I have a $198$-sample dataset containing miRNA types (numerical features) and one categorical feature "Type" with values "Tumor" or "Healthy".
Index miRNA1 miRNA2 miRNA3 Type
1 48421.52 24242.14 23842.1518 Tumor
2 2757.96 28965.2 7339.57 Healthy
3 4300.34 52565.07 6981.41 Healthy
... ... ...
198 23854.73 24722.28 7611.53 Tumor
Since there are 1584 of these features in total, I need to select the ones that are most influential towards developing a Tumor.
My approach is described below. Is it correct?

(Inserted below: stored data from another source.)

Issue #6159, opened 2020-07-27
2.1 Route name null incorrectly parsed in admin api response


gilmansean:
### Summary

GET on Kong 2.1 admin api `/routes` endpoint returns incorrectly parses null name field, `"name": "$(VALUE)",`.

```json
    {
      "id": "f70c1923-2d48-47e4-aa9f-0fe66889c633",
      "path_handling": "v1",
      "updated_at": 1586331527,
      "destinations": null,
      "headers": null,
      "protocols": [
        "http",
        "https"
      ],
      "created_at": 1586331527,
      "snis": null,
      "service": {
        "id": "fc9e13e0-0959-4f4b-9643-6f0e6df367bd"
      },
      "name": "$(VALUE)",
      "methods": null,
      "preserve_host": false,
      "regex_priority": 0,
      "paths": [
        "/api/myapi/v1"
      ],
      "sources": null,
      "strip_path": true,
      "https_redirect_status_code": 426,
      "hosts": null,
      "tags": null
    }
```

### Steps To Reproduce

1. upgrade to Kong 2.1 when having null name in a route resource
2. GET `/routes` on admin API

### Additional Details & Logs

- Kong version (`2.1`)
- Operating system: alpine 3.10

rsbrisci:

The distributions of features are mostly log-normal. I've transformed each feature with a Box-Cox transformation to get approximately normal distributions. I scaled the values with Min-Max scaler to put them in range $[0,1]$.
miRNA1 has $100$ Healthy samples and $98$ Tumor samples. I should make a null hypothesis that Tumor samples have the same values as Healthy samples. I calculate mean and standard deviation for Tumor samples and Healthy samples, calculate the t-score and calculate the p-value, using significance level of $0.05$ and DF in this case is $97$. This is a two-tails test so it is $p$-value $\times 2$. If it's lower than $0.05$ I reject the null hypothesis and consider miRNA1 as a feature that impacts Tumor development, right?